## Activity
Please print all of the records shown below, exactly as given.

## Data to process
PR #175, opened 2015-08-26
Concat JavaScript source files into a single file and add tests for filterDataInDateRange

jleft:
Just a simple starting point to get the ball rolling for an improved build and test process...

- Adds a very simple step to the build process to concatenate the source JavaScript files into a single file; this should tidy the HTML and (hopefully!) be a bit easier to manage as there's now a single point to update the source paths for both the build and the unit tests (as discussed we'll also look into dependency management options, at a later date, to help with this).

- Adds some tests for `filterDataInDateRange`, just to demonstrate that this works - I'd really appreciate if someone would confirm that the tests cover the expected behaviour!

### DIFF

## Exercise result
PR #175, opened 2015-08-26
Concat JavaScript source files into a single file and add tests for filterDataInDateRange

jleft:
Just a simple starting point to get the ball rolling for an improved build and test process...

- Adds a very simple step to the build process to concatenate the source JavaScript files into a single file; this should tidy the HTML and (hopefully!) be a bit easier to manage as there's now a single point to update the source paths for both the build and the unit tests (as discussed we'll also look into dependency management options, at a later date, to help with this).

- Adds some tests for `filterDataInDateRange`, just to demonstrate that this works - I'd really appreciate if someone would confirm that the tests cover the expected behaviour!

### DIFF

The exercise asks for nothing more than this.